BEGIN

PR #61, opened 2017-07-07
Implement fix for issue #59.

bjadamson:
Implement fix for issue #59.

This is my first crack at issue 59, which I admit I opened myself. This commit contains the first macro's I've ever written, so I apologize ahead of time for the duplication across the macros. I'm a beginner at macros, so these are beginner macros :package: 

If you see a way to reduce the duplication across the different functions, please do let met know!

### DIFF
--- a/imgui-sys/src/lib.rs
+++ b/imgui-sys/src/lib.rs
@@ -12,6 +12,8 @@ extern crate glium;
 
 use std::convert::From;
 use std::mem;
+use std::ops::{Add, Sub, Mul, Div, Rem};
+use std::ops::{AddAssign, SubAssign, MulAssign, DivAssign, RemAssign};
 use std::os::raw::{c_char, c_float, c_int, c_short, c_uchar, c_uint, c_ushort, c_void};
 use std::slice;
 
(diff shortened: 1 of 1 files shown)


Gekkio:
Hmm, I'm not sure how I feel about this. Regardless of how they are named, ImVec2/4 types are just tuples, and I don't think tuples should have these operators in general. Also, these types are mostly meant for temporary conversion to support passing values to imgui, and use of normal tuples (e.g. `(1.0, 2.0)` and `(1.0, 2.0, 3.0, 4.0)` is encouraged instead. If you intend to do some actual linear algebra, then you should use a proper library that implements the operations you need (e.g. nalgebra, cgmath).

If we also think about what the ImVec2/4 represent in the library, many operations are nonsensical. ImVec4 values are in practice either colours or (X, Y, W, H) rectangles, and for example element-wise addition makes no sense for any combinations of these values.

Do you have a practical example where you needed this functionality? It would help me understand the value vs cost vs confusion trade-offs here a bit more.

bjadamson:
Yeah, after reading your comments, I agree. My use case actually came from being new to rust it turns out. 
 The From trait actually covers my use-case and I no-longer need this. We can close this from my point of view.

PR #62, opened 2017-07-08
Expose color variable stack to user.

bjadamson:
In order to have colored and wrapped text, I needed to use this
functionality in my game. This PR implements a version similar to
with_style_var().

From my testing it is safe to use a Vec4 for all the variants of the
enumeration, so I didn't bother putting an enumeration in imgui-rs, I
just reused the enumeration defined in imgui-sys directly.

Let me know if you have any feedback on this.

### DIFF
--- a/src/lib.rs
+++ b/src/lib.rs
@@ -18,7 +18,7 @@ pub use imgui_sys::{ImDrawIdx, ImDrawVert, ImGuiInputTextFlags, ImGuiInputTextFl
                     ImGuiInputTextFlags_ReadOnly, ImGuiKey, ImGuiSelectableFlags,
                     ImGuiSelectableFlags_DontClosePopups, ImGuiSelectableFlags_SpanAllColumns,
                     ImGuiSetCond, ImGuiSetCond_Always, ImGuiSetCond_Appearing,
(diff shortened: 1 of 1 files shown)


bjadamson:
Hey, I created this branch (I'm working with locally) that has all the changes from my various PR's merged into one branch. It would be easier to merge I believe.

https://github.com/Gekkio/imgui-rs/compare/master...bjadamson:bjadamson-changes-merged

Gekkio:
Looks pretty good!

Yes, you're right that an enumeration is not needed here.
Two comments:

* Use `Into<ImVec4>>` mechanism in `with_color_var`
* I don't think the typical use case for `with_color_vars` would be to set many color vars to the same value. Maybe accepting `&[(ImGuiCol, ImVec4)]` would be better?

bjadamson:
Agreed on both points! I agree, I think I was pretty tired when I came up with the first interface for with_color_vars. Thanks for suggesting the improvement. I was able to use the Into<ImVec4> mechanism again in the with_color_vars() function as well. This is what you intend, yes?

bjadamson:
I can resolve the conflicts this one after the other merge gets accepted, if you like. I just happened to do that one first, and I don't think resolving this conflict now will help us after that one is merged.

PR #64, opened 2017-07-22
Update glutin and dependencies that rely on it

brendanzab:
I tried to also make the gfx and glutin support modules more consistent in the examples.

### DIFF
--- a/.travis.yml
+++ b/.travis.yml
@@ -5,7 +5,6 @@ rust:
   - stable
   - beta
   - nightly
-  - 1.16.0
 os:
   - linux
   - osx
--- a/README.markdown
+++ b/README.markdown
@@ -2,7 +2,7 @@
 
 **Still fairly experimental!**
 
-Minimum Rust version: 1.16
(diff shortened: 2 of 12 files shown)


brendanzab:
Hmm, seems like `wayland-client` doesn't like 1.16. 🤔

Gekkio:
Thanks!

I suppose we'll have to bump the minimum version in `travis.yml` and `README.markdown` :disappointed: 
I'd prefer offering better backwards compatibility, but there's not much we can do if dependencies aggressively use features available only in recent Rust versions. It's not even the first time I've had to bump the minimum Rust version because of `wayland-client`.

brendanzab:
done :(

Gekkio:
Thanks! :) :( :)

brendanzab:
Probably would be a good idea to release this as soon as you're able because it's blocking our work on mac OS.

Gekkio:
0.0.15 is here :tada:

PR #67, opened 2017-07-27
Add shader switching

andystanton:
Add dependency on gfx_app


andystanton:
I'm closing this as it's a bad solution and lots of things are changing in the next version of gfx.

PR #70, opened 2017-08-15
Switch to using virtual cargo workspace.

bjadamson:
Are you open to something like this?


bjadamson:
NOTE: In the proposed module rework, it seems they assume that projects will be arranged with a src/ directory. 

https://github.com/withoutboats/rfcs/blob/modules/0000-modules/overview.md

Gekkio:
Hmm, could you explain a bit more? It seems to be mostly renames and slight changes to the directory structure since a Cargo workspace is already used, so I don't understand the reason for these changes.

bjadamson:
Sorry, this switches cargo to use a [virtual manifest](http://doc.crates.io/manifest.html#virtual-manifest). I tried to normalize the project structure to be forward compatible with what seems to be the expected project structure. Quite simply I think it simplifies the project structure, or atleast makes it [more intuitive](https://github.com/bjadamson/imgui-rs/tree/cargo-virtual-workspace/src) to someone new.

thomcc:
This is very out of date and while I'll switch to a virtual workspace soon, this won't be the pattern I use.

PR #74, opened 2017-09-02
Added functions in lib for radios

Palmr:
I know someone else has an open pull request with a radio button implementation but it's been sat open for a while and seems a little overly-complex, so I made the same change but without the builder.


Gekkio:
Thanks!

PR #75, opened 2017-09-04
expose a method to set font_global_scale

onelson:
I noted that you hoped PRs would come with a `cargo fmt` included, but I saw there was _a lot_ of reformatting done by this, so I thought I'd offer to do this as a follow-up rev if required.


Gekkio:
Thanks!

It's ok, I should actually remove `cargo fmt` from the instructions because they keep changing the defaults and the formatting results change all the time :sleepy:

PR #79, opened 2017-09-18
Work in progress - update to latest gfx

andystanton:
This is a work in progress branch bringing compatibility with the bleeding edge changes in gfx, using their examples as a reference.

It isn't intended to be considered for merge yet, but might be useful for the next major release of gfx.

The gfx example can be run from the imgui-examples directory with this command:

```
cargo run --example hello_gfx
```

### DIFF
--- a/.gitignore
+++ b/.gitignore
@@ -3,3 +3,4 @@
 target
 Cargo.lock
 imgui.ini
+.idea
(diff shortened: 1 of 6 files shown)


andystanton:
Closing this - gfx is a very fast moving target at the moment.

Issue #83, opened 2017-10-13
Custom font support.


aleksander:
It would be greate to have custom TTF font support.

PR #84, opened 2017-10-13
Custom font support

aleksander:
Draft for the #83. Not sure about API.


anderejd:
Looks like a good start.

You have to handle the null pointer case though since null can be returned on failure:
https://github.com/ocornut/imgui/blob/06a32a2b00b8d974c773d3b5f7abcd811de5d0b5/imgui_draw.cpp#L1526

aleksander:
> You have to handle the null pointer case

Done. But I'm not sure I did error handling right. `failure` may be used.

anderejd:
Looks good to me :) but @Gekkio needs to review and merge this.

Regarding failure, I suppose you are referring to the crate https://crates.io/crates/failure ? That looks really good imho and the author withoutboats have made a good impression on me in the past, he is also since recently working for mozilla, on the Rust team (I think).

Gekkio:
Thanks for the pull request! :smile: 

And sorry, I haven't had time to think about this much yet. I'll try to look at it during the weekend. Some quick points:

* `set_font` is a misleading name, because if you call this function multiple times, fonts are added and not replaced. It *can* replace the default font, but only if you call it only once and at the right time. I'm not sure what we should call this :frowning_face:. Maybe `add_font` would be better since that matches the upstream name...?
* How do you use this if you want multiple fonts?
* What happens if you call this after a renderer is initialized?
* What happens if you load invalid TTF data?
* Could you add a realistic example to imgui-examples that uses this function?
* There's actually no null pointer case so this new error handling is unnecessary. If you look at the upstream code, you'll see that there's `IM_ASSERT(0)` which aborts the process with an assertion failure, so the Rust code is never executed in the error case. It's in theory possible to disable the asserts in dear imgui with `NDEBUG` but `imgui-rs` doesn't use this so they are always active.
* `&str` is a strange type for file names (&Path is more appropriate). But I think in this case it's correct because dear imgui seems to assume the file name is UTF-8...?
* Could we use `AddFontFromMemoryTTF` instead? This would let us keep the file loading logic in Rust code and handle errors better than with a random process abortion. With that function we're not even handling paths so NulError and filename encoding complexities disappear.

anderejd:
> There's actually no null pointer case so this new error handling is unnecessary. If you look at the upstream code, you'll see that there's IM_ASSERT(0) which aborts the process with an assertion failure, so the Rust code is never executed in the error case. It's in theory possible to disable the asserts in dear imgui with NDEBUG but imgui-rs doesn't use this so they are always active.

I think I did look in the wrong imgui header, as you say it is defined as a normal assert:
https://github.com/ocornut/imgui/blob/3f5b2a3fe353ff29b1b15334964aaec4e7dff576/imgui.h#L27

Must have found this and missed that it is commented out:
https://github.com/ocornut/imgui/blob/8fd5620277f3d89605ff8e2c286d744194f89e25/imconfig.h#L10

I agree that following the imgui default and let imgui assert/abort on programmer error is a good choice for now.

PR #85, opened 2017-10-23
Blurry fonts on glium renderer

luteberget:
Hey, thanks for making this library.
I tried loading a custom TTF font using imgui-sys, but the imgui-glium-renderer then renders blurry text, like this:
screenshot_2017-10-23_22-01-02

The cause seems to be that glium sets `minify_filter` to `MinifySamplerFilter::LinearMipmapLinear` by default. Text renders correctly if this property is set to `Linear` or `Nearest` instead (imgui's bundled examples use `Linear`).

The text seems to render fine on the gfx renderer.


Gekkio:
Thanks!

PR #1062, opened 2022-09-20
Add Swift 5.7 support to legacy release/0.x branch.

mrstegeman:
This adds support for Swift 5.7, but only to the legacy version.

### Motivation:

Some projects are still using the legacy version but would like to use Swift 5.7. The dependencies of this project require updating for each Swift version.

### Modifications:

* Updated dependencies for Swift 5.7.
* Worked around an issue in swift-metrics, but only did so for Swift 5.7 to keep backwards compatibility.

### Result:

Swift 5.7 is now supported.

### DIFF
--- a/Package.swift
+++ b/Package.swift
@@ -296,8 +296,6 @@ var dependencies: [Package.Dependency] = [
     // ~~~ SSWG APIs ~~~
 
     .package(url: "https://github.com/apple/swift-log.git", from: "1.0.0"),
-    // swift-metrics 1.x and 2.x are almost API compatible, so most clients should use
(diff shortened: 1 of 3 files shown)


ktoso:

ktoso (approved):
LGTM, we'll also setup a 5.7 CI for here I suppose.

Thank you!

mrstegeman:
Thanks! Hopefully won't need it much longer. A new tag/release would be great after you merge, if you don't mind.

ktoso:
Yup, I'll cut a release right away for y'all :)

Issue #1064, opened 2022-10-05
Fix build, consuming from other packages


ktoso:
```
'InternalPlugins/MultiNodeTest' is not a valid path for path-based dependencies; use relative or absolute path instead. in https://github.com/apple/swift-distributed-actors
```

when consumed from another package. We must fix this before the next tag.

PR #1068, opened 2022-10-17
=build fix how we declare the multi-node plugin

ktoso:
Actual solution for https://github.com/apple/swift-distributed-actors/issues/1064

This stops making use of `InternalPlugins` so it builds correctly again when depended on I think.
I'll verify in the morning though.

Resolves https://github.com/apple/swift-distributed-actors/issues/1064


ktoso:

ktoso:
Ok confirmed this works (downstreams won't fail with the plugin but also don't yet it, good)

PR #1077, opened 2022-10-27
!all node renames: node -> endpoint; unique node -> node

ktoso:
This is a massive rename, but an important one.

Discussed this with NIO team a while ago and we arrived at this conclusion.

The `Node` and `UniqueNode` have been confusing for newcomers for a long time.
Instead we offer the following:

- old name `Node` is now **`Cluster.Endpoint`** - the purpose of this type is to be protocol + host + port, BEFORE we know the unique identity of a node. It is used to "connect over there please" or "regardless of node identity, that one" work with nodes. It is used mostly in `join(endpoint:)` as well as configuring where we should `bind` on start of the cluster.
- old name `UniqueNode` is now **`Cluster.Node`** - which makes more sense as this is the actual node identity; A node of course is unique, so the previous wording may have been confusing.

This also makes sense since progression of a "node" while joining a cluster is: 
- `Cluster.Endpoint` - we don't know it's identity, or if it even has a running cluster node at all.
    -  `Endpoint = Protocol + (Name?) + Host + Port`
- → `Cluster.Node` - we know it exists and have its unique ID. We are connecting to it, but it may REJECT our join attempt, e.g. if we're version incompatible etc. 
    - `Node = Endpoint + Unique Node ID`
- → `Cluster.Member` - we have successfully connected and formed a cluster with that Node. From now on we also know it's membership status and reachability.
    - `Member = Node + Membership information`


Sources/DistributedCluster/Cluster/ClusterEventStream.swift
```diff
@@ -128,7 +128,7 @@ internal distributed actor ClusterEventStreamActor: LifecycleWatch {
 
     static var props: _Props {
         var ps = _Props()
-        ps._knownActorName = "clustEventStream"
+        ps._knownActorName = "clusterEventStream"
```
yim-lee, line 131: 😱

yim-lee (approved):
👍 (didn't look at tests)

Sources/DistributedCluster/Cluster/ClusterEventStream.swift
ktoso: haha yeah lol

Sources/DistributedActorsTestKit/Cluster/ClusteredActorSystemsXCTestCase.swift
```diff
@@ -201,36 +201,36 @@ open class ClusteredActorSystemsXCTestCase: XCTestCase {
         ensureWithin: Duration? = nil, ensureMembers maybeExpectedStatus: Cluster.MemberStatus? = nil,
         file: StaticString = #filePath, line: UInt = #line
     ) async throws {
-        node.cluster.join(node: other.cluster.uniqueNode.node)
+        node.cluster.join(endpoint: other.cluster.node.endpoint)
```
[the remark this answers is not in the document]
ktoso: yeah quite some renames here... but all got done <3

ktoso:
Renames went too far -- the test must grep for `Node already leaving...` should be good now.

ktoso:
5.7 failure on a known flaky `InterceptorTests.test_interceptor_shouldInterceptSignals` which actually we should just remove -- interceptors are not a thing anymore.

other green so I'll merge and remove the InterceptorTests.test_interceptor_shouldInterceptSignals https://github.com/apple/swift-distributed-actors/issues/970 as we said in there alreyad

PR #1088, opened 2022-11-09
Use Serialization instead of JSONEncoder in recordArgument()

orobio:
Int arguments were serialized as Strings, but the deserializer expected bytes. I found these commented lines of code that seemed to be the correct way of serializing instead of using JSONEncoder, but I'm not sure if that is true. If it is, I guess the reason these were comments might still apply, but it does work in my simple application and all tests are successful.


ktoso:

ktoso:

ktoso:

Issue #1108, opened 2023-02-16
Main broken due to Task.select removal from async-algorithms


ktoso:
https://github.com/apple/swift-async-algorithms/pull/217/

We need to remove our use of Task.select.

PR #1109, opened 2023-02-17
-testkit remove the Task.select based timeout impl, make a group based one

ktoso:
We were depending on a work in progress async-algorithms and Task.select was removed without replacement.

We only used this in testing though, so I reimplemented it as a task group based one.
It's not quite the same, but consensus is that such impl is "more correct"

resolves https://github.com/apple/swift-distributed-actors/issues/1108


ktoso:
5.8 CI is not set up, this will let us confirm if 5.8 is passing in the other PR.

ktoso:
This is to unblock you @weissi

PR #1112, opened 2023-03-01
actor shell slimmed down a bit, adjust test

ktoso:
### Motivation:

Test fails on macos; Test should be adjusted to reflect smaller shell size

### Modifications:

Adjust shell instance size (down)

### Result:

passing tests on macos


ktoso:
Flaky test: ClusterLeaderActionsClusteredTests.test_up_ensureAllSubscribersGetMovingUpEvents https://github.com/apple/swift-distributed-actors/issues/971

PR #1044, opened 2022-07-29
[WIP] async leadership WIP

ktoso:
Eventually resolves https://github.com/apple/swift-distributed-actors/issues/1040

Very WIP, need to switch over to another task for now.

PR #1117, opened 2023-04-24
[Leadership] Enable implementing leadership decisions outside core lib

ktoso:
### Motivation:

It was not possible to implement a "real" leadership election using whatever mechanism one could dream up using the current exposed methods.

We now expose `assumeLeader` which makes the local assumption change, and therefore it is possible to call that method from _real_ leadership election implementations. We should offer more of those AND document how to implement your custom one -- the example impl could be a bully implementation for example.

The test uses a dumb implementation that is only there for showcasing how to use the receptionist to discover peers in the process.

### Modifications:

- `LeaderElection` -> `LegacyLeaderElection`, because it was using NIO Futures
- add `cluster.assumeLeader`
- add a few methods to await `waitToBecomeLeader` and `waitForLeader(atLeast:within:)`

### Result:

Ability to implement ANY leadership election mechanism and inform the cluster node which node should be considered the leader.

The leader decision is NOT gossiped. This is entirely up to the leader election mechanism to propagate this information.

- Replaces https://github.com/apple/swift-distributed-actors/pull/1044


ktoso:

PR #1121, opened 2023-06-06
Add helper method to check if a plugin is installed

yim-lee:
Motivation:
`PluginsSettings` doesn't allow same plugin to be installed more than once, but there is no way to check if a plugin is installed to avoid duplicate installation calls.

Modification:
Add `inInstalled` to `PluginsSettings`.


ktoso (approved):
LGTM thanks! Sounds good to allow checking.

I was thinking if the install should just check but this is better since the install may have some specific configuration I guess.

END

What to produce: Only the lines above from the line with "It would be greate" to the line with "You have to handle the null pointer case though", those two lines included, should be reproduced exactly.

Result of the task:
It would be greate to have custom TTF font support.

PR #84, opened 2017-10-13
Custom font support

aleksander:
Draft for the #83. Not sure about API.


anderejd:
Looks like a good start.

You have to handle the null pointer case though since null can be returned on failure:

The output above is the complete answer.